Marston’s device was the forerunner of the polygraph test which is only admissible in some state courts in the USA and generally falls foul of the Frye and Daubert ‘general acceptance’ criteria.
fMRI lie detection also fails to make this grade. Although studies have found that in some instances the technique can detect lies better than chance, the experiments have produced variable results, using situations that aren’t necessarily good matches to everyday situations (such as asking participants to lie about a playing card they saw) and have led some neuroscientsts to call for a suspension of its use.
However, the issue is not as clear cut as it seems and Frederick Schauer from the University of Virginia School of Law makes a convincing case in an upcoming article for the Cornell Law Review that scientific standards of evidence should not be applied wholesale to courts of law.
Most of the arguments from neuroscientists focus on the scenario where someone ‘might be sent to prison’ on the basis of fMRI evidence, but Schauer notes that this is only a tiny proportion of court cases and that evidence should be evaluated depending on the context.
Schauer argues that if the decision was genuinely about sending someone to prison the highest standards of reliability must apply, but lawyers regularly introduce less reliable evidence as part of a bigger picture.
For example, when a lawyer says ‘would an upstanding community man like this really be likely to kill his business partner?’ everyone accepts that this is not a highly reliable guide to whether someone is a murderer but as part of a collection of evidence it might help show that the prosecution cannot prove ‘beyond reasonable doubt’ that the accused is guilty. Numerous other types of similarly weak circumstantial evidence might also be presented.

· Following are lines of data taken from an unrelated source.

PR #3404, opened 2022-01-25
MHQ 3072: Preventing the RAT Generator from writing empty parent faction tags

Windchild292:
The second commit prevents https://github.com/MegaMek/mekhq/issues/3072 from occurring, while the first cleans up some of the RAT Generator file I/O code.

### DIFF
--- a/megamek/src/megamek/client/ratgenerator/RATGenerator.java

This, Schauer says, could be where technology like fMRI lie detection could play a part. If it is 60% reliable and is simply a small part of a larger picture it seems daft to not allow it when similarly ‘unreliable’ evidence is admitted all the time. As he notes “Although slight evidence ought not to be good enough for scientists, it is a large part of the law.”
Furthermore, in civil cases the burden of proof is different and cases may be decided ‘on the balance of probabilities’ rather than the more stringent ‘beyond reasonable doubt’. Additionally, lawyers may want to submit fMRI evidence not as evidence for deciding the case but as evidence for awarding damages.
In these cases, Schauer argues that applying the standards of science to legal cases without judging the context would be as bad as applying legal standards to science – like trying to decide a scientific question by inviting two people with opposing views and deciding who seems more credible.
The commercial fMRI lie-detector companies are currently trying as hard as they can to get the first evidence from their not very effective technology accepted in a court case. Eventually, it will probably happen but likely on some minor point in the bigger picture.
When it happens it will be widely hyped and the danger will be not that such evidence is allowed, but that it will be over-interpreted and misunderstood, in the same way that other scientific evidence is widely misinterpreted.
Indeed, if we needed warning about the dangers of this, it was illustrated by a recent case in India where unproven EEG ‘lie detection’ technology was accepted as key evidence in the conviction of a woman for murder.